Anna Murray: Yeah, so beyond the bold commitments that we're starting to see in market, I think the focus is going to be on being credible. Long gone are those days of hollow lip service. Instead ESG, as we know, is become table stakes for many investment strategies and that with that comes the necessity for verification. So, we're seeing this upward trend of companies making public commitments to reduce their overall carbon footprint and develop strategic actions towards the Paris Accord aligned to the SDG that's all fantastic. So, what we're going to see in futures is alongside these aspirational targets is this need to remain diligent and transparent around actions and disclosure practices. So, ESG reporting continues to be more granular. Further scrutiny from investors and regulatory bodies and people want to see proof in the pudding that the ESG assertions are credible. I'd also say a continued evolution and strategic approach right, and an increase again on this business integration side of things. There'll be a move away from this one size fits all approach to sustainable investing with a trend to offer a suite of strategies that are multifaceted and really, the intention is to address varied investor goals. You want to be able to demonstrate this flexibility of capital allocation that will ultimately allow for congruency of ESG goal-based investing and, ultimately, a shift in capital as clients see, they have a legitimate choice. And then on business integration, you know you want to continue embedding ESG as part of the DNA of the business. You don't want it siloed out. Of course there's going to be a continued focus on climate, large attention on impending regulation, which is coming soon. And this is going to include embedding those considerations into the investment process, aligning with all stakeholders and making positive climate positive commitments. Key themes to keep an eye on is beyond just those commitments, how is it linking back to executive compensation, we're going to see more of that. And also, you know there's a lot of focus on the E in ESG, on the environmental side of things, but the S, the social side of things, is becoming highlighted, which is fantastic. So, certainly an increased focused on equity diversity and inclusion initiatives and taking that critical eye and action to diversify compositions of teams, of boards, etc.

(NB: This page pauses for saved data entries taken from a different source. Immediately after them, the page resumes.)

PR #767, opened 2021-05-11
Reduce Debug Console Cpu Overhead with Condition Variables

kylekrol:
### Summary of Changes

* Removed the lockless queue in favor of a deque and condition variables from the stl.
* This also prevents each flight software binary from pinning a Cpu core in Hootl which will hopefully help with performance issues with our big integrated testing campaign.

### Testing

Timing performance with updates:
mutex

and without updates:
mutexless

I don't see any noticeable regressions?


src/fsw/FCCode/DebugTask.cpp
```diff
@@ -20,12 +20,20 @@ void DebugTask::execute() {
 #ifndef FLIGHT
   start_cycle_f.set(false);
   if(auto_cycle_f.get()){
-    process_commands(_registry);
+    process_commands(_registry
+#ifdef DESKTOP
+    , false
+#endif
+    );
```
tanishqaggarwal, line 27:
```suggestion
    #ifdef DESKTOP
       const bool blocking = true;
    #else
       const bool blocking = false;
    #endif
    process_commands(_registry, blocking);
```

Just a little cleaner, IMO

tanishqaggarwal (approved):
Gud shit

src/fsw/FCCode/DebugTask.cpp
kylekrol: Yeah no good move for sure!

kylekrol: Oh wait actually can't do this because the argument doesn't exist in HOOTL.

tanishqaggarwal: Oh why not just let the argument exist and be useless in HITL...oh the compiler will complain?

tanishqaggarwal: Whatever it doesn't matter

kylekrol: Compiler errors for unused argument yeah.

PR #783, opened 2021-05-21
Changed near field regression slope

govindchari:
# Near-Field Regression Constant
Tank2 pressure was lowered to 15psi from 25psi in near field. As a result, we need to change the regression slope that allows us to go from impulse to valve opening times. With a lower tank pressure, we will have a lower thrust. Thrust and pressure vary linearly ideally, so the slope for 15psi is (15/25) multiplied by the slope for 25psi.

### Constants
Changes valve_time_lin_reg_slope_near


shihaocao (approved):
ok

PR #785, opened 2021-05-25
updated reset case

angelaloh09:
# updated reset_for_flight case

### Summary of changes
- ptest writes eeprom saved fields to initial conditions each cycle for 1010 cycles.
- prints init and final states 

### Testing
- ran test on teensy
Screen Shot 2021-05-24 at 11 13 59 PM


ptest/cases/reset_for_flight.py
```diff
@@ -3,36 +3,48 @@
...
+        #additional 10 cycles to make sure fields are saved to EEPROM
+        cycle_duration = cycle_no + 1000 + 10 
+
+        while (cycle_no < cycle_duration):
+            self.print_header("cycle_no: " + str(self.rs("pan.cycle_no")))
+            
+            self.ws("gomspace.pptmode_cmd", 1)
+            self.ws("pan.bootcount", 0)
+            self.ws("pan.deployment.elapsed", 0)
+            self.ws("pan.deployed", False)
```
shihaocao, line 34: kill switch should also be in here, and we can remove gomspace.pptmode_cmd

shihaocao: "eeprom_saved_fields": {
        "cycle.auto": 1,
        "cycle.start": 1,
        "pan.bootcount": 1000,
        "pan.deployed": 1000,
        "pan.deployment.elapsed": 500,
        "pan.kill_switch": 100,
        "pan.state": 1
    },

shihaocao: Eeprom saved fields are above, per the `telemetry` file

knk38: PPT mode for gomspace isnt EEPROM tracked but I feel like it is still important to ensure that it is set to MPPT?

shihaocao: image

shihaocao: image

shihaocao: I believe it has already defaulted to 1, so that should be fine

shihaocao:
I think case looks good now, my question would just be, what should we be looking for outputs to know that the case worked properly? And or has the `update` branch, and/or has `pprocs` been updated?

knk38:
> I think case looks good now, my question would just be, what should we be looking for outputs to know that the case worked properly? And or has the `update` branch, and/or has `pprocs` been updated?

I think we can update pprocs to add  verification of the final values of each field. Since this case prints them out, operator can just visually check that they are what we expect. We would have to add a small chart or something in pprocs that indicates what should be expected

angelaloh09:
> > I think case looks good now, my question would just be, what should we be looking for outputs to know that the case worked properly? And or has the `update` branch, and/or has `pprocs` been updated?
> 
> I think we can update pprocs to add verification of the final values of each field. Since this case prints them out, operator can just visually check that they are what we expect. We would have to add a small chart or something in pprocs that indicates what should be expected

Just updated pprocs with testing procedure + expected conditions, and made a pr for that

shihaocao (approved):
sick

shihaocao:
For each EEPROM saved field
- What is the correct value to save as. Yes correct
- Do we know it been saved at the end of the procedure. Yes
- We have to turn it on one more time after this procedure, does that have adverse effects. No* if done properly

PR #786, opened 2021-05-25
Quake fault handler HITL

18kudlugim:
QFH PTest changes following HITL Testing:
- Needed to change the number of control cycles in a day to allow power cycling in HITL to complete in the smallest amount of time possible. Power cycling takes approximately 45 seconds in HITL to complete, and this must happen before the next power cycle is to take place. 
- For the above reasons, we created a QFH_SPEEDUP build flag that sets the tracked constant one_day_ccno to 1400.
- quake_power_cycling.py PTest formatting cleanup
- need to make a note to change build flag from SPEEDUP to QFH_SPEEDUP when conducting tests


ptest/cases/quake_power_cycling.py
```diff
@@ -26,51 +27,56 @@ def qfh_state(self):
...
+    def advance_to_next_qfh_state(self, time):
         for i in range(time):
             self.cycle()
             self.diagnostics()
             self.cycles_since_blackout_start += 1
 
             # Check mission state when in QFH forced standby
-            if self.qfh_state() == Enums.qfh_states['forced_standby'] and not self.mission_state == "standby":
+            if self.qfh_state() == Enums.qfh_states[
+                    'forced_standby'] and not self.mission_state == "standby":
```
knk38, line 48: maybe move this back to be one line for readability sake

knk38 (approved):
Looks great!

src/fsw/FCCode/constants.hpp
```diff
@@ -23,6 +23,10 @@ namespace PAN {
         #endif
     #endif
 
+    # ifdef QFH_SPEEDUP
```
fatimayousuf, line 26: Can you make a new teensy36 pio environment that has the QFH SPEEDUP build flag? There's already one for the SPEEDUP flag, so you can mostly just copy that.

Then, in the mission procedures, we can tell them to upload this environment to the satellite before running this checkout case

fatimayousuf (changes requested):

src/fsw/FCCode/constants.hpp
18kudlugim: sounds good, I pushed the changes just now

ptest/cases/quake_power_cycling.py
```diff
@@ -81,14 +86,16 @@ def diagnostics(self):
     def run(self):
         # The satellite has been in a blackout since startup. Cycle count starts at 1.
         self.cycles_since_blackout_start = self.rs("pan.cycle_no") - 1
-
-        # These steps necessary in HOOTL, unsure about how it will affect HITL
         self.ws("radio.state", Enums.radio_states["wait"])
-        self.ws("gomspace.power_cycle_output3_cmd",True)
+
+        # This step is necessary in HOOTL, must be commented out in HITL
```
fatimayousuf, line 91: Why is this step not necessary in HITL?

fatimayousuf (approved):

ptest/cases/quake_power_cycling.py
18kudlugim: I think it has something to do with an external subsystem setting a value in HOOTL. I discussed this with @kylekrol earlier in the sem and it was determined to be HOOTL-only. Wasn't an issue when we ran it in HITL, though. If you run the qfh test in HOOTL and plot it you would probably see the issue with the first power cycle not happening, and only subsequent ones following expected behavior

knk38:
Since this was hitl tested a few times it is good to go

PR #1495, opened 2020-04-08
do not use os.system

unkempthenry:


app/service/file_svc.py
```diff
@@ -169,12 +170,27 @@ def _read(self, filename):
...
-        os.system(
-            'cd %s && %s %s go build %s -o %s -ldflags=\'%s\' %s' % (build_dir, _go_vars(arch, platform), cflags,
-                                                                     buildmode, output, ldflags, src_fle)
-        )
+        env = copy.copy(os.environ)
+        env['GOARCH'] = arch
+        env['PLATFORM'] = platform
+        if cflags:
+            for cflag in cflags.split(' '):
+                name, value = cflag.split(':')
```
wbooth, line 181: I think this should be '=' instead of ':'
https://github.com/mitre/sandcat/blob/master/app/sand_svc.py#L39-L43

app/service/file_svc.py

Steve Peacher: Thanks Anna, it's obviously a very big issue and it's obviously one based on our own interaction that I know you're extremely committed to professionally and passionate about. And I know also you've got young children, so what are, what are the kind of things that you, you know do with your kids at an early age to try to get them involved in, the solution, so you know things that we can all do as individuals, as you think about their future?

Anna Murray: Yeah, well, this is one of my favorite questions and arguably one of the most important questions is really how are we engaging the younger generation? So, I have three daughters under nine and I can say firsthand that the conversation has definitely changed from when I was their age. The focus in our family is about education, active engagement and keeping an open dialogue. So we encourage our kids to be mindful about their choices and share their perspectives and really reinforce to them that their input in their actions make a difference. For us, we talk about responsible citizenship and then this active participation beyond just words on social media. And again, this critical value around diversity and inclusion, around collaboration. All that before bath and bedtime ready.

Steve Peacher: Anna, thanks so much for your time, you know, this is obviously such an important issue for us here at SLC Management, but for everybody, every business and every person, so really appreciate your insights. And thanks to everyone for tuning in to this episode of “Three in Five.”

Anna Murray: Thanks very much, everyone.